### Records supplied
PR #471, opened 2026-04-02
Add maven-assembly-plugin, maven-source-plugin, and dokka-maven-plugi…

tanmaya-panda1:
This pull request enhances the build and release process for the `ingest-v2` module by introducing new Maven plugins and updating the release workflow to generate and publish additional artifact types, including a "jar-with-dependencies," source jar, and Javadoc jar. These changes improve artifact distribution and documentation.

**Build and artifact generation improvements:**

==

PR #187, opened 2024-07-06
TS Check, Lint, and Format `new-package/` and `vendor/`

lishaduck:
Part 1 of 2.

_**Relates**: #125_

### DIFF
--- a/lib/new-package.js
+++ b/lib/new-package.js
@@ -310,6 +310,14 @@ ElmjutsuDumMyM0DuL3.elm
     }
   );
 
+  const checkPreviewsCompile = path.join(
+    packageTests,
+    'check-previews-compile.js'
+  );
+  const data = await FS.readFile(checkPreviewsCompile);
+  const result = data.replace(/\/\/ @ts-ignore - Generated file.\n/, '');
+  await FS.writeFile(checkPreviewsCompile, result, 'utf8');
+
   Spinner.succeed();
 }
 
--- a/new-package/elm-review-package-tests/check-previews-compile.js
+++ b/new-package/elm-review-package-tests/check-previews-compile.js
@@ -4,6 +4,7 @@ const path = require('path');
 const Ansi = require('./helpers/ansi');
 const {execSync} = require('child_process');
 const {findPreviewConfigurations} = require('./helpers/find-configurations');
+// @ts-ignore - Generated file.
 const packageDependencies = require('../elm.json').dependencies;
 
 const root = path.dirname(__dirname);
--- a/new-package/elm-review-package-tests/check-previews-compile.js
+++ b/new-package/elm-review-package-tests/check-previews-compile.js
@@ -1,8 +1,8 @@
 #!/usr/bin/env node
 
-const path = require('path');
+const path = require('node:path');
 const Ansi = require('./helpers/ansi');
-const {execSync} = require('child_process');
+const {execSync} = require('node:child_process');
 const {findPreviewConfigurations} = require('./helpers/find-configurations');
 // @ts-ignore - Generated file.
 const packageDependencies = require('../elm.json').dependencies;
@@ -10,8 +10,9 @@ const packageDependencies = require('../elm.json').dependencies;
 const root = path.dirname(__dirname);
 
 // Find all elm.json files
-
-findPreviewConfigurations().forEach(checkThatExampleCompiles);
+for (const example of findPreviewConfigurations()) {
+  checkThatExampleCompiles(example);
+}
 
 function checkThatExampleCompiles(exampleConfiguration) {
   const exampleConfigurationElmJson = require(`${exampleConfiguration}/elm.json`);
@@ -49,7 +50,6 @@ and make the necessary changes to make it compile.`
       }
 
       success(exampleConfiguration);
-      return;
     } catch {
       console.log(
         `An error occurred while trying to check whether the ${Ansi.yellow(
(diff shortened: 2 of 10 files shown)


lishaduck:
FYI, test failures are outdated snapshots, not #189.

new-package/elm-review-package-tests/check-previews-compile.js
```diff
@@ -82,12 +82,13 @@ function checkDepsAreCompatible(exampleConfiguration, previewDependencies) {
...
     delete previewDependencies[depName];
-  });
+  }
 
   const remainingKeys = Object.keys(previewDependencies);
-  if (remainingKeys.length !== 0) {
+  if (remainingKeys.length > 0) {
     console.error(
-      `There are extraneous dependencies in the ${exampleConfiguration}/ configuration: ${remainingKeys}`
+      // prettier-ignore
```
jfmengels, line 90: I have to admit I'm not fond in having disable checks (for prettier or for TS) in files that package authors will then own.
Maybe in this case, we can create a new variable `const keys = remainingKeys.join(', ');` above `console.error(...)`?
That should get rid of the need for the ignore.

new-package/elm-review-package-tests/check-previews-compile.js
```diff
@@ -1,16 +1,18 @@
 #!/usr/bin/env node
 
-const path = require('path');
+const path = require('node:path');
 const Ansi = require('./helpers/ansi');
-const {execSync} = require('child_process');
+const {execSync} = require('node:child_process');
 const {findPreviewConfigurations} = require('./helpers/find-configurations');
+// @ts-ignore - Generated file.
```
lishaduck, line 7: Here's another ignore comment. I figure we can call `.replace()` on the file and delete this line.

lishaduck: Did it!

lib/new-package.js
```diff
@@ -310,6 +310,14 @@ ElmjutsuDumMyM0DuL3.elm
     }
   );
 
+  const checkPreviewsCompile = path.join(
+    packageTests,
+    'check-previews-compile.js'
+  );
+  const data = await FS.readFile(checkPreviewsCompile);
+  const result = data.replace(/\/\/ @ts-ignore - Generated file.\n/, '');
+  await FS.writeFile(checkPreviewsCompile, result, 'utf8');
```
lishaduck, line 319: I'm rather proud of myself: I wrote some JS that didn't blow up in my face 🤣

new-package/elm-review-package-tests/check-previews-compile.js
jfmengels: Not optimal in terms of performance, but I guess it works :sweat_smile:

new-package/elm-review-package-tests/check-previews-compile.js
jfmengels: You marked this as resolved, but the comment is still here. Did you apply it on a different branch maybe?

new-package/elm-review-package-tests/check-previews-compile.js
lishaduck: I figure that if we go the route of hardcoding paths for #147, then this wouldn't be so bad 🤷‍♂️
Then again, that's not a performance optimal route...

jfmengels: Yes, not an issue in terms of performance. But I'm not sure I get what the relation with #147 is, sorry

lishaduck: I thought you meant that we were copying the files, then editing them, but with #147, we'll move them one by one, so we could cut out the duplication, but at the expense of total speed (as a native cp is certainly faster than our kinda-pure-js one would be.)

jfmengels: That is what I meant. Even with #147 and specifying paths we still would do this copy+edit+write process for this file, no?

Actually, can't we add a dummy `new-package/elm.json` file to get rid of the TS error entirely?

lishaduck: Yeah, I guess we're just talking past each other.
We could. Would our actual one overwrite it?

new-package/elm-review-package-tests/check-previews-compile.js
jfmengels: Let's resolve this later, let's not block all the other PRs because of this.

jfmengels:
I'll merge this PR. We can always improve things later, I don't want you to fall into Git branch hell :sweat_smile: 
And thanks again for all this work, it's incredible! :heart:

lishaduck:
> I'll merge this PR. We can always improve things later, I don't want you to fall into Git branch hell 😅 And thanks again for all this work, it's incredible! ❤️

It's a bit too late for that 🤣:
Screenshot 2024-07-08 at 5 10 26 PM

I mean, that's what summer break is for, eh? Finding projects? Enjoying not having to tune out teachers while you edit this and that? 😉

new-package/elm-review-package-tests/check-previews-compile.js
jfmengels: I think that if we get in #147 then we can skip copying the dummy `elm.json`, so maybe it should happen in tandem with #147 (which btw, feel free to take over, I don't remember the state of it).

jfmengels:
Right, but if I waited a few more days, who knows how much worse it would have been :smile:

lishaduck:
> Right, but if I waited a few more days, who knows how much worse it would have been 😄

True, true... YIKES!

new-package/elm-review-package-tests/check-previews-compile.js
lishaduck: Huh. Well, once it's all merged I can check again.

---

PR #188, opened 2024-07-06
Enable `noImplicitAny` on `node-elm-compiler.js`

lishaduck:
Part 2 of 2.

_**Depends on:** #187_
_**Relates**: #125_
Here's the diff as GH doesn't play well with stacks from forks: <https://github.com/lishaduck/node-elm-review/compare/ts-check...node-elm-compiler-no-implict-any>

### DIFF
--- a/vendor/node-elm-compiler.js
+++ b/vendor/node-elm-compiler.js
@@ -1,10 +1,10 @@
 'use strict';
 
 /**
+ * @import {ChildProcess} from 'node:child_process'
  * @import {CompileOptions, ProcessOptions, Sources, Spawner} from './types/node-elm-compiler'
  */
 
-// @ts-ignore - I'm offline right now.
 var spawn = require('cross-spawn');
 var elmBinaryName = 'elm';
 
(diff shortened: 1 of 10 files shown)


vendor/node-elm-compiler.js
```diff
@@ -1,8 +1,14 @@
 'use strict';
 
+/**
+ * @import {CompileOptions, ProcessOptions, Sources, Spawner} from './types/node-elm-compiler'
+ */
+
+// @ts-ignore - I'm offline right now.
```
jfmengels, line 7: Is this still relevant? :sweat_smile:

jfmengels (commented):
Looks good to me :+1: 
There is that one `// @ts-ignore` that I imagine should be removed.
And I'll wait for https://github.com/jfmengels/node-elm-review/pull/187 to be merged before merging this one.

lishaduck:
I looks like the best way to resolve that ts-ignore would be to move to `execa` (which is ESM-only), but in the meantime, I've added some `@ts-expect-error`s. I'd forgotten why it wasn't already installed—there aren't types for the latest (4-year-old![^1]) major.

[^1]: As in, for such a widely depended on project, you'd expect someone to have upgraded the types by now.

### Requirement
In the listing above, find the line with "PR #471, opened 2026-04-02" and the line with "artifact generation improvements:**", then print exactly those lines and every line between them.

### Task response
PR #471, opened 2026-04-02
Add maven-assembly-plugin, maven-source-plugin, and dokka-maven-plugi…

tanmaya-panda1:
This pull request enhances the build and release process for the `ingest-v2` module by introducing new Maven plugins and updating the release workflow to generate and publish additional artifact types, including a "jar-with-dependencies," source jar, and Javadoc jar. These changes improve artifact distribution and documentation.

**Build and artifact generation improvements:**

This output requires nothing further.